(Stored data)
----------

PR #1550, opened 2019-10-07
Add cors support to release notes and remove proxy from the spec

dejanb:


site/documentation/content/api/management/device-registry-v1.yaml
```diff
@@ -61,12 +61,10 @@ tags:
         url: https://www.eclipse.org/hono/docs/concepts/device-identity/
 
 servers:
-   - url: '{corsProxy}{server}/v1'
+   - url: '{server}/v1'
```
sophokles73: not sure if we want to deploy this immediately because the Sandbox is still running 1.0.0-M7 ...
on the other hand, this will be deployed as part of the *dev* docs whereas the 1.0.0-M7 docs will still contain the CORS proxy. WDYT?

dejanb: I haven't looked closely into sandbox lately, but I would assume we would need to upgrade it manually. So nothing would break unexpectedly?

sophokles73: Well, if we expect the Sandbox to run the latest snapshot (nightly) then yes, we need to update it manually. However, if we are ok with the Sandbox running the latest milestone, then we do not need to do anything. Personally, I tend to the latter ...

dejanb: Hm, yeah. I don't think we can always guarantee that dev docs will work with sandbox. And I think we should do this before the release anyways.

sophokles73: > And I think we should do this before the release anyways.

Do *what*?

dejanb: Merge this change in the spec.

sophokles73: Yes, IMHO you should merge this PR *now* and we should **not** update the Sandbox with a 1.0.0-SNAPSHOT but instead simply wait for the 1.0.0 release and then update the Sandbox. Do you agree?

dejanb: Yeah, that sounds good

----------

What you will do: Go through the records and count the lines that include the string "think"; state that number alone.

Task response: 2